I actually have to admit that after reading the whole comment thread in your
blog, I'm actually convinced that the HG folks won the argument. Since you're
a git developer it's expected that your takeaway is a different one. It's
probably not that you're biased, but you know the way git does things soo far
better than anything else that this is the way you think and live and anything
else is inferior.

However, my answer to your question is a different one: Different tasks
require different tools. Limiting yourself to one tool based on one use case
is not a good decision.

If I only need a simple use case and there's a choice of a tool that is
technically superior, only with a complicated user interface and a tool that
is technically inferior but with a simple user interface I loose the moment I
pick the superior tool. A complicated user interface makes me memorize and
learn more, making the whole handling more tedious and error prone than
required. I'd pick the simpler tool any day if it fits. I'll go for the more
elaborate one when the need shows itself. The tricky point is choosing the
right tool, but that works both ways. A powerful tool may be dangerous as well
and cost you a finger, hand or more. A simple tool well under your control may
bring you much farther with less injuries.

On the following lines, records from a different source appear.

PR #4671, opened 2016-06-24
Pretty-up gapminder example

birdsarah:
Just some aesthetic choices and some streamlining

### DIFF
--- a/examples/app/gapminder/main.py
+++ b/examples/app/gapminder/main.py
@@ -42,7 +42,7 @@ cr = plot.circle(x='fertility', y='life', size='population', source=sources[year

For example: Have you ever tried teaching non-developers (i.E. designers) the
full git user interface with all it's powers? I usually get about as far a the
subset that's equivalent to what svn can do before they nod me off. Github's
simple gui client that can only talk to github repositories is what most folks
that I know need and are content with. So if that's all they need and all they
use, why should they opt for a more complicated piece of software. To them
it's all "oh, I can store stuff there" and I can actually related to that.
They'd be happy with svn and they'll never move beyond that. The only reason
they switched is because github offers such a nifty image comparison view.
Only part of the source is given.